Parachutiste Jean Claude Denogens, ancien du 2e R.P.I.ma (Béret rouge).
Décoré de la Croix de la Valeur Militaire avec étoile de bronze.

Soyons bien à l’aise de dire que le vin des intendances militaires françaises, était un vin bien ordinaire. Le pinard (vin) qualificatif argotique désignant un gros vin rouge. Il a toujours eu comme synonyme bleu, bluchet, brutal, gingin, ginglard, ginglet, gros rouge qui tache, jaja, pichtegorne, picrate, picton, pive, pivois ou rouquin.  Il a une histoire liée à la Première Guerre mondiale où il fut «le vin du poilu». C’est là qu’il a eu son heure de gloire en le désignant comme «saint Pinard» ou «père Pinard».

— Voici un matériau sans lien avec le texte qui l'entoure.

PR #1239, opened 2022-02-10
Add support for Symfony 6; drop < 5.1

andrewmy:
- Allow Symfony 6 in composer deps
- Add Symfony 6 to the build matrix only for PHP 8
- Bump min php-cs-fixer to ^3.4 to allow symfony/console 6, update its config
- Bump min psr/log to 1.1
- Add TestLogger from psr/log:1 because it's removed from 2 and 3
- Fix Event Dispatcher compatibility for async events which happened to use a deprecated dispatcher configuration method
- Drop Symfony older than 5.1


Steveb-p:
<3 the commit history :sweat_smile:

andrewmy:
Currently investigating the issue with async event listeners being registered twice — either an issue with the fixture app, or Sf 6 🤔

andrewmy:
@makasim take a look pls.

I advise using "Squash merge" here to avoid letting all this commit message nonsense into master ;)

andrewmy:
Screenshot 2022-02-15 at 22 02 27
Screenshot 2022-02-15 at 22 02 37

Posting the commit message history for posterity :D

makasim:
I see some juggling with event dispatcher. 
Could dropping Symfony 4 support simplify things ? 
If so, let's do it.

makasim:
@andrewmy thank you for the great work!

andrewmy:
The new dispatcher thing was introduced in 5.1, so dropping means a bit wider scope. I'm not against it, your call :)

makasim:
Let's keep it simple. Could you set "symfony/xxx": "^5.1|^6"

Steveb-p:
If it means a new major release, then we could include #1230 in it.

andrewmy:
@Steveb-p bumping minimum deps can happen in a patch version as long as the external API is unchanged.
In this case there is a slight difference in configuration — tricky case.

andrewmy:
Used this opportunity to burn down whatever I found regarding the < 5 BC layer.

There's still the thing about one different line in fixture apps — session. Looks ugly but not warranting instant drop of anything < 5.4 I guess.

andrewmy:
Yes please, with a pretty tag on top 🙏

andrewmy:
Could we have a release? :)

Dès octobre 1914, l’Intendance avertie d’une prévisible guerre de longue durée, afin d’améliorer la vie dans les tranchées ajouta à l’ordinaire des troupes une ration de vin fort médiocre. Boire du vin aux armées était une nouveauté, car jusqu’alors, il ne faisait pas partie de l’ordinaire du soldat ni en temps de paix, ni en temps de guerre. «L’eau est la boisson habituelle du soldat», spécifiait le règlement intérieur des armées.

Le pinard et l’unité nationale, l’importance du vin dans l’imaginaire national est que celui-ci participait à une « mythologie identitaire », depuis le tout premier conflit franco-allemand. Déjà, en 1815, Pierre-Jean de Béranger intimait l’ordre aux «buveurs de Germanie» de déguerpir avant qu’ils n’aient «avalé tout notre vin».

La gourde et le quart militaire

Pour toute l’armée, du simple poilu au haut commandement, « Le père Pinard est un père de la victoire ». Pour chanter ses vertus et rajouter à sa gloire Max Leclerc composa «l’Ode au Pinard», glorifiant cette boisson nationale, Louis Bousquet, originaire du Languedoc, composa  «La Madelon», Puis, avec Georges Picquet pour la musique, il popularisa «Vive le Pinard», une marche militaire  qui fut  créée  par Bach lorsqu’il était au 140e de ligne. Mais comme le constate Olivier Parenteau,  ce vin de guerre ne rend pas belliqueux, il ne lie pas les soldats à la patrie et ne sert pas à diminuer l’ennemi: il apparaît  davantage  comme une «béquille du combattant». Dans la presse, des voix s’élevèrent (hommes politiques, éditorialistes) pour demander que le Pinard  «soit cité à l’ordre de la nation pour avoir concouru, à sa manière, à la victoire» il n’y eut pas de suite. Mais force est de constater que le vin fut considéré comme un facteur de l’unité nationale au même titre que la langue française.

L’ode au pinard

Salut ! Pinard de l’Intendance
Qu’as goût de trop peu ou goût de rien,
Sauf, les jours où t’aurais tendance
A puer le phénol ou bien l’purin.
Y’a même des fois que tu sens l’pétrole,
T’es trouble, t’es louche et t’es vaseux,
Tu vaux pas mieux qu’ta sœur la gnole.
C’est sûr comme un et un font deux,
Que les riz-pain-sel y vous mélangent
Avec l’eau d’une mare à canard.
Mais qu’y faire? La soif vous démange…
Salut, Pinard, pur jus des treilles,
Dont un permissionnaire parfois
Nous rapporte une ou deux bouteilles;
C’est tout le pays qui vit en toi.
Dès qu’on a bu les premières gouttes,
Chacun r’trouve en soi son pat’lin…
Et l’on se sens chaud sous les paupières.